Exactly the lines from the one that holds "In preparation for" to the end of the data below: retype these and nothing else.
========================================================================
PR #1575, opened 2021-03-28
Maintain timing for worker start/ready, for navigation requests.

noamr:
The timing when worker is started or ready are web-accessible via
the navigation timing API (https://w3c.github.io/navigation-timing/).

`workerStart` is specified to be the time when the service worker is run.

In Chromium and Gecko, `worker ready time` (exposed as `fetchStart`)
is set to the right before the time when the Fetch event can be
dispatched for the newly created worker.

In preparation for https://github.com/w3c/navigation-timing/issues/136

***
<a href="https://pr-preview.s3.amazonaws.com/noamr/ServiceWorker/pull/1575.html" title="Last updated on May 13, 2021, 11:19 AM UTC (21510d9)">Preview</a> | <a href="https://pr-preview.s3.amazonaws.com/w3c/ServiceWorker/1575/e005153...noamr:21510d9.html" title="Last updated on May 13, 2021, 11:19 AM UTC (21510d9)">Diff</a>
========================================================================
* [RESPONSE TO THE EXERCISE]
In preparation for https://github.com/w3c/navigation-timing/issues/136

***
<a href="https://pr-preview.s3.amazonaws.com/noamr/ServiceWorker/pull/1575.html" title="Last updated on May 13, 2021, 11:19 AM UTC (21510d9)">Preview</a> | <a href="https://pr-preview.s3.amazonaws.com/w3c/ServiceWorker/1575/e005153...noamr:21510d9.html" title="Last updated on May 13, 2021, 11:19 AM UTC (21510d9)">Diff</a>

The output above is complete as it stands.